Matt Damon picks his favourite Steven Spielberg movie
Manifesting a career peppered with diverse and impactful roles, Matt Damon has seamlessly woven himself into the tapestry of contemporary cinema. An actor whose repertoire spans from gritty, intense dramas to light-hearted comedies, his modestly enigmatic presence on screen has always managed to capture the audience’s undivided attention, cultivating quietly profound respect in the industry.
Since his major breakthrough with long-time friend and collaborator Ben Affleck with the powerful and poignant 1997 drama Good Will Hunting, which the two also co-wrote as well as starred in, Damon has carved a markedly distinct career which has seen him working with some of the industry’s biggest directors, including Martin Scorsese, Steven Soderbergh, Terry Gilliam and the Coen brothers. Unlike many actors of the 1990s who faded into obscurity, both he and Affleck have managed to not only stay relevant but make regular and consistently good contributions to Hollywood.

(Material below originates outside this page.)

PR #4636, opened 2025-04-23
CLDR-18548 BRS 48 CLDRModify passes 2025-04-23

pedberg-icu:
CLDR-18548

On top of leading roles, most prominently and recently in Ridley Scott’s The Martian and opposite Christian Bale in James Mangold’s sports biographical drama Ford v Ferrari, Affleck has established an amazingly prolific strain of his career as a supporting actor. This year, he received critical acclaim for portraying General Leslie Groves in Christopher Nolan’s nuclear biopic Oppenheimer.
Before that, it was in the Affleck-directed Air – an unexpectedly popular hit exploring the marketing decisions of Nike in creating the Air Jordan shoe line. It was during the premiere for Air that Damon shared with Letterboxd his reverence for several other filmmakers and actors, whittling down his favourite movies to four – and giving us his favourite Steven Spielberg movie of all time.

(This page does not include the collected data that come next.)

PR #4639, opened 2025-04-24
CLDR-18463 Add exemplar city and language name information

AEApple:
CLDR-18463

Update Info Hub for language names and exemplar cities

ALLOW_MANY_COMMITS=true


macchiati (approved):
Very minor; would be nicer as a table. But not worth the effort now.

After throwing nods to The Godfather (Parts I and II, as he made sure to point out) and Pulp Fiction, which he credited as showing him “what movies could do”, the actor decided that “I have to pick one of Steven’s [Spielberg] there.” Considering Spielberg has a career spanning over 50 years, with dozens of titles under his belt, it might be a daunting task to distil the legendary filmmaker’s career down to just one definitive movie.
Not for Damon, who was pretty quick to identify an early example of Speilberg’s work, saying: “You’d have to put Jaws up there.” Released in 1975, Jaws marked Speilberg’s third directorial effort at only 29 years old. However, it signified his first major breakthrough as a filmmaker, with the previous Duel being a television movie and The Sugarland Express his debut feature project.

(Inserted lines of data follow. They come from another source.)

PR #4642, opened 2025-04-25
CLDR-17851 SupplementalCalendarData parser, update ExampleGenerator

srl295:
- minimal, modern parser
- minimal test case
- update example generator

CLDR-17851 

- Fixes original root cause of #4629 

ALLOW_MANY_COMMITS=true

### DIFF
--- a/tools/cldr-code/src/main/java/org/unicode/cldr/test/ExampleGenerator.java
+++ b/tools/cldr-code/src/main/java/org/unicode/cldr/test/ExampleGenerator.java
@@ -3104,10 +3104,10 @@ public class ExampleGenerator {
     private void handleEras(XPathParts parts, String value, List<String> examples) {
         String calendarId = parts.getAttributeValue(3, "type");
         String type = parts.getAttributeValue(-1, "type");
-        String id =
-                (calendarId.startsWith("islamic"))
-                        ? "islamic"
-                        : calendarId; // islamic variations map to same sample
+        String id = calendarId;
+        if (id.equals("generic") || id.equals("iso8601")) {
+            id = "gregorian"; // use Gregorian eras, 'generic' is not in the data
+        }
         final SupplementalCalendarData.CalendarData calendarData =
                 supplementalDataInfo.getCalendarData().get(id);
 
@@ -3123,21 +3123,48 @@ public class ExampleGenerator {
         GregorianCalendar startCal = forDateString(eraData.getStart());
         GregorianCalendar endCal = forDateString(eraData.getEnd());
 
-        if (startCal == null && endCal == null) return; // no data
+        final SupplementalCalendarData.EraData prevEra = calendarData.get(typeIndex - 1);
+        final SupplementalCalendarData.EraData nextEra = calendarData.get(typeIndex + 1);
 
-        if (startCal != null && endCal != null) {
-            // go 2 days before end
-            endCal.roll(Calendar.JULIAN_DAY, -2);
-            if (endCal.before(startCal)) {
-                endCal = startCal;
-            }
-        } else if (startCal == null) {
-            endCal.roll(Calendar.JULIAN_DAY, -2);
-        } else if (endCal == null) {
-            endCal = forDateString("2002-07-15"); // CLDR repo root commit
+        if (startCal == null && prevEra != null && prevEra.getEnd() != null) {
+            startCal = forDateString(prevEra.getEnd());
+            // shift forward so we are in the next era
+            startCal.setTimeInMillis(startCal.getTimeInMillis() + (DateConstants.MILLIS_PER_DAY));
+        }
+        if (endCal == null && nextEra != null && nextEra.getStart() != null) {
+            endCal = forDateString(nextEra.getStart());
+            // shift backward so we are in the prev era
+            endCal.setTimeInMillis(endCal.getTimeInMillis() - (DateConstants.MILLIS_PER_DAY));
         }
 
-        final Date sample = endCal.getTime();
+        GregorianCalendar sampleDate = null;
+
+        if (startCal != null && endCal != null) {
+            // roll back a day to not hit the edge
+            sampleDate = endCal;
+            sampleDate.setTimeInMillis(
+                    sampleDate.getTimeInMillis() - (DateConstants.MILLIS_PER_DAY));
+        } else if (startCal == null && endCal != null) {
+            // roll back a day to not hit the edge
+            sampleDate = endCal;
+            sampleDate.setTimeInMillis(
+                    sampleDate.getTimeInMillis() - (DateConstants.MILLIS_PER_DAY));
+        } else if (startCal != null && endCal == null) {
+            sampleDate = forDateString("2002-07-15"); // CLDR repo root commit
+            if (sampleDate.before(startCal)) {
+                sampleDate = startCal;
+                sampleDate.setTimeInMillis(
+                        sampleDate.getTimeInMillis() + (DateConstants.MILLIS_PER_DAY));
+            }
+        } else {
+            // System.err.println("No good date for " + eraData);
+            // TODO: should be an error in TestSupplementalDataInfo
+            sampleDate = null;
+        }
+
+        if (sampleDate == null) return; // could not find the time
+
+        final Date sample = sampleDate.getTime();
 
         String skeleton = "Gy";
         String checkPath =
--- a/tools/cldr-code/src/main/java/org/unicode/cldr/test/ExampleGenerator.java
+++ b/tools/cldr-code/src/main/java/org/unicode/cldr/test/ExampleGenerator.java
@@ -3120,19 +3120,34 @@ public class ExampleGenerator {
         if (eraData == null) {
             return; // no era data
         }
-        GregorianCalendar startCal = forDateString(eraData.getStart());
-        GregorianCalendar endCal = forDateString(eraData.getEnd());
+        GregorianCalendar startCal = eraData.getStartCalendar();
+        GregorianCalendar endCal = eraData.getEndCalendar();
 
-        final SupplementalCalendarData.EraData prevEra = calendarData.get(typeIndex - 1);
-        final SupplementalCalendarData.EraData nextEra = calendarData.get(typeIndex + 1);
+        final SupplementalCalendarData.EraData eminusone = calendarData.get(typeIndex - 1);
+        final SupplementalCalendarData.EraData eplusone = calendarData.get(typeIndex + 1);
+
+        SupplementalCalendarData.EraData prevEra = null;
+        SupplementalCalendarData.EraData nextEra = null;
+
+        // see if we can find the 'prev' and 'next' era by date
+        if (eminusone != null && eminusone.compareTo(eraData) < 0) {
+            prevEra = eminusone;
+        } else if (eplusone != null && eplusone.compareTo(eraData) < 0) {
+            prevEra = eplusone;
+        }
+        if (eminusone != null && eminusone.compareTo(eraData) > 0) {
+            nextEra = eminusone;
+        } else if (eplusone != null && eplusone.compareTo(eraData) > 0) {
+            nextEra = eplusone;
+        }
 
         if (startCal == null && prevEra != null && prevEra.getEnd() != null) {
-            startCal = forDateString(prevEra.getEnd());
+            startCal = prevEra.getEndCalendar();
             // shift forward so we are in the next era
             startCal.setTimeInMillis(startCal.getTimeInMillis() + (DateConstants.MILLIS_PER_DAY));
         }
         if (endCal == null && nextEra != null && nextEra.getStart() != null) {
-            endCal = forDateString(nextEra.getStart());
+            endCal = nextEra.getStartCalendar();
             // shift backward so we are in the prev era
             endCal.setTimeInMillis(endCal.getTimeInMillis() - (DateConstants.MILLIS_PER_DAY));
         }
@@ -3150,7 +3165,7 @@ public class ExampleGenerator {
             sampleDate.setTimeInMillis(
                     sampleDate.getTimeInMillis() - (DateConstants.MILLIS_PER_DAY));
         } else if (startCal != null && endCal == null) {
-            sampleDate = forDateString("2002-07-15"); // CLDR repo root commit
+            sampleDate = new GregorianCalendar(2002, 6, 15); // CLDR repo root commit
             if (sampleDate.before(startCal)) {
                 sampleDate = startCal;
                 sampleDate.setTimeInMillis(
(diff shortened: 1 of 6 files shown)


srl295:
@sffc this gives us a data driven approach that should be less crashy on era data changes

sffc (commented):
I don't understand enough about how CLDR works to be able to give this a thorough review

srl295:
> I don't understand enough about how CLDR works to be able to give this a thorough review

mostly just a FYI that CLDR *could* now have data quality checks on `<calendarData>` (nothing, sadly, parsed it before)

srl295:
example generator issue, will bring back soon

srl295:
alright, BH now shows `AH 0` as its example.  Which is better than `AH 1` i guess.

anyway, everyone gets examples now

image

AEApple:
Thank you for doing this! I'm not familiar enough either to review this unfortunately, although I could try applying it in my branch and check if it fixed the error if that works?

srl295:
Already did and it does work

tools/cldr-code/src/main/java/org/unicode/cldr/util/SupplementalCalendarData.java
```diff
@@ -0,0 +1,229 @@
+package org.unicode.cldr.util;
+
+import com.ibm.icu.impl.locale.XCldrStub.ImmutableMap;
```
macchiati, line 3: This is wrong; we should never have XCldrStub in any CLDR code.

tools/cldr-code/src/main/java/org/unicode/cldr/util/SupplementalCalendarData.java
```diff
@@ -0,0 +1,229 @@
...
+public class SupplementalCalendarData implements Iterable<String> {
+    /** an <era> element */
+    public static class EraData implements Comparable<EraData> {
+        static final int INDEX = 4; // index of our element
+
+        /** the <era> xpath */
+        private final XPathValue xpath;
+
+        EraData(final XPathValue xpath) {
+            this.xpath = xpath;
```
macchiati, line 21: In general, for sup. data we have parsed out the data from each path and cached it in a friendly data structure, rather than parsing on every single call to access data.

tools/cldr-code/src/main/java/org/unicode/cldr/util/SupplementalCalendarData.java
```diff
@@ -0,0 +1,229 @@
...
+            }
+        }
+
+        private GregorianCalendar getLatest() {
+            GregorianCalendar l = getEndCalendar();
+            if (l == null) l = getStartCalendar();
+            return l;
+        }
+
+        /** only works within the same cal system */
```
macchiati, line 86: This is then too fragile; add a calendar ID to the EraData, then compare first by the calendarID, then by the era num ber.

macchiati: BTW, ComparisonChain is less error-prone.

tools/cldr-code/src/main/java/org/unicode/cldr/util/SupplementalCalendarData.java
macchiati: If you don't have time to do those changes now, please file a ticket to fix in the future.

macchiati (changes requested):
A few items

tools/cldr-code/src/main/java/org/unicode/cldr/util/SupplementalCalendarData.java
srl295: It actually doesn't re parse, the only overhead is a hash table look up on the frozen Xpath.

srl295: I was trying to keep the parser  simple as a model for others that need to be added

tools/cldr-code/src/main/java/org/unicode/cldr/util/SupplementalCalendarData.java
srl295: done

tools/cldr-code/src/main/java/org/unicode/cldr/util/SupplementalCalendarData.java
srl295: done

tools/cldr-code/src/main/java/org/unicode/cldr/util/SupplementalCalendarData.java
srl295: done

tools/cldr-code/src/main/java/org/unicode/cldr/test/ExampleGenerator.java
```diff
@@ -3151,30 +3100,87 @@ private void handleDateRangePattern(String value, List<String> examples) {
...
+        if (endCal == null && nextEra != null && nextEra.getStart() != null) {
+            endCal = nextEra.getStartCalendar();
+            // shift backward so we are in the prev era
+            endCal.setTimeInMillis(endCal.getTimeInMillis() - (DateConstants.MILLIS_PER_DAY));
+        }
+
+        GregorianCalendar sampleDate = null;
+
+        if (startCal != null && endCal != null) {
+            // roll back a day to not hit the edge
```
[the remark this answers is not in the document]
srl295: done

tools/cldr-code/src/main/java/org/unicode/cldr/util/SupplementalCalendarData.java
```diff
@@ -0,0 +1,269 @@
...
+        public GregorianCalendar getEndCalendar() {
+            return endCalendar;
+        }
+
+        public String getCode() {
+            return code;
+        }
+
+        public String[] getAliases() {
+            final String s = xpath.getAttributeValue(INDEX, LDMLConstants.ALIASES);
```
macchiati, line 66: Didn't notice this earlier. That's an awkward way to get an empty string array. Also, we should avoid String::split.

Use a static Splitter with splitToList, and trimming, and change the return value to a List

tools/cldr-code/src/main/java/org/unicode/cldr/util/SupplementalCalendarData.java
```diff
@@ -0,0 +1,269 @@
...
+        private final String calendarType; // for comparison
+        private final GregorianCalendar startCalendar;
+        private final GregorianCalendar endCalendar;
+
+        EraData(final XPathValue xpath) {
+            calendarType = xpath.getAttributeValue(2, LDMLConstants.TYPE);
+            type = Integer.parseInt(xpath.getAttributeValue(INDEX, LDMLConstants.TYPE));
+
+            start = xpath.getAttributeValue(INDEX, LDMLConstants.START);
+            startCalendar = forDateString(start);
```
macchiati, line 35: A Calendar is pretty heavy-weight for this. Would be simplest to just extract the millis.

tools/cldr-code/src/main/java/org/unicode/cldr/util/SupplementalCalendarData.java
```diff
@@ -0,0 +1,269 @@
...
+import com.ibm.icu.util.GregorianCalendar;
+import java.util.HashMap;
+import java.util.Iterator;
+import java.util.Map;
+import java.util.function.Consumer;
+import java.util.function.Supplier;
+import org.unicode.cldr.icu.LDMLConstants;
+
+public class SupplementalCalendarData implements Iterable<String> {
+    /** an <era> element */
```
macchiati, line 16:
```suggestion
    /** an <era> element, which represents the era information from a calendar such as:
    * <pre>         
    * <calendarData><supplementalData>
    *    <calendar type="islamic">
    *      <calendarSystem type="lunar" />
    *      <eras>
    *          <era type="0" start="622-7-15" code="islamic" aliases="ah"/>
    *           <era type="1" end="622-7-14" code="islamic-inverse" aliases="bh"/>
    *      </eras>
    *   </calendar>
    * </pre>
    */
```

tools/cldr-code/src/main/java/org/unicode/cldr/util/SupplementalCalendarData.java
macchiati: Actually, an even better reason is that then you (and your clients) can avoid complications with null. The earliest start date is Integer.MIN_VALUE and the latest end date is Integer.MAX_VALUE.

There is one further complication. Normally missing start/end dates get the above values. However, for the Japanese calendar, the end date is set based on the **next** line's start data - 1.
So
```
              <era type="0" start="645-6-19"/>
              <era type="1" start="650-2-15"/>
...
              <era type="235" start="1989-1-8" code="heisei"/>
              <era type="236" start="2019-5-1" code="reiwa"/>
```
Is equivalent to 
```
              <era type="0" start="645-6-19" end="650-2-14" />
              <era type="1" start="650-2-15" end="671-12-31"/>
...
              <era type="235" start="1989-1-8" end="2019-4-30" code="heisei"/>
              <era type="236" start="2019-5-1" code="reiwa"/>
```
So that means you don't know the end data for an era until the next one gets added. And that's assuming that you read them in file order. Otherwise you need to read them in, and sort by start date.

tools/cldr-code/src/main/java/org/unicode/cldr/util/SupplementalCalendarData.java
```diff
@@ -0,0 +1,269 @@
...
+        }
+
+        private GregorianCalendar getLatest() {
+            GregorianCalendar l = getEndCalendar();
+            if (l == null) l = getStartCalendar();
+            return l;
+        }
+
+        /** only works within the same cal system */
+        @Override
```
macchiati, line 103:
```suggestion
        @Override
        /* Normally comparisons require all of the fields to be listed, to ensure that no 
         * two unequal values a and b will never have a.compareTo(b) = 0.
         * However, the structure of the survey tool guaranties that no two eras (for different calendarTypes)
         * will overlap in start/end dates.
         */
```

tools/cldr-code/src/main/java/org/unicode/cldr/util/SupplementalCalendarData.java
```diff
@@ -0,0 +1,269 @@
...
+        public int compareTo(EraData o) {
+            return ComparisonChain.start()
+                    .compare(calendarType, o.calendarType)
+                    .compare(getLatest(), o.getLatest())
+                    .compare(getType(), o.getType())
```
macchiati, line 108:
```suggestion
                    .compare(getEnd(), o.getEnd())
```
Because of the above feature, you will never need the type for comparison; just the calendarType and end.

macchiati (changes requested):

tools/cldr-code/src/main/java/org/unicode/cldr/util/SupplementalCalendarData.java
srl295: do we need more clarity in the spec here? 

before this, i couldn't find any code in CLDR that read these lines.

tools/cldr-code/src/main/java/org/unicode/cldr/util/SupplementalCalendarData.java
srl295: or just link to the spec?

macchiati: The behavior of start/end is documented in https://www.unicode.org/reports/tr35/tr35-69/tr35-dates.html#Calendar_Data

(It could use some wordsmithing to clarify that "open-ended" applies when there isn't a series; probably start that first. I'll file a ticket for that.)

tools/cldr-code/src/main/java/org/unicode/cldr/util/SupplementalCalendarData.java
srl295: > So that means you don't know the end data for an era until the next one gets added. And that's assuming that you read them in file order. Otherwise you need to read them in, and sort by start date.

That's why i had the end time be null there.

tools/cldr-code/src/main/java/org/unicode/cldr/util/SupplementalCalendarData.java
srl295: the survey tool doesn't guarantee this - do you mean the spec? the unit tests ought to validate this. But I'm not sure what all of the constraints are.

macchiati: Right, we don't make that clear. Filed https://unicode-org.atlassian.net/browse/CLDR-18576

macchiati: You're right. It is the spec not the Survey Tool.

tools/cldr-code/src/main/java/org/unicode/cldr/util/SupplementalCalendarData.java
macchiati: Ticket: https://unicode-org.atlassian.net/browse/CLDR-18576

srl295:
@macchiati this is getting pretty heavy weight. -and not working. Could I go back to the lightweight parser that succeeds for purposes of examples and split out the heavier api questions?

srl295:
> @macchiati this is getting pretty heavy weight. -and not working. Could I go back to the lightweight parser that succeeds for purposes of examples and split out the heavier api questions?

Specifically, back to Friday's version (but memoize it so the object is only created once).  And split out a PR for the more heavyweight processor that tries to sort out the situation for Japanese, etc.

I was trying to make a parser that just reflected what was in the XML, to enable unit testing, but it is kind of turning into a general purpose implementation of the algorithm.

macchiati (approved):

tools/cldr-code/src/main/java/org/unicode/cldr/test/ExampleGenerator.java
```diff
@@ -3151,30 +3100,87 @@ private void handleDateRangePattern(String value, List<String> examples) {
...
+        } else if (startCal != null && endCal == null) {
+            sampleDate = new GregorianCalendar(2002, 6, 15); // CLDR repo root commit
+            if (sampleDate.before(startCal)) {
+                sampleDate = startCal;
+                sampleDate.setTimeInMillis(
+                        sampleDate.getTimeInMillis() + (DateConstants.MILLIS_PER_DAY));
             }
+        } else {
+            // System.err.println("No good date for " + eraData);
+            // TODO: should be an error in TestSupplementalDataInfo
```
btangmu, line 3176: @srl295 does this TODO comment indicate more to be done on this ticket?

srl295: was supposed to be handled in #4648  - probably needs a clone.

srl295: Cloned tp CLDR-19018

Based on the 1974 novel of the same name by Peter Benchley, it tells the story of a police chief in a small coastal New England town who enlists the help of a young marine biologist and a wizened, legendary shark hunter to help kill a huge white shark terrorizing their beach, thus putting an end to a slew of gory killings that have plagued the summer. It was an undeniable masterpiece, re-shaping the cinematic landscape by setting the formula for the blockbuster we know today.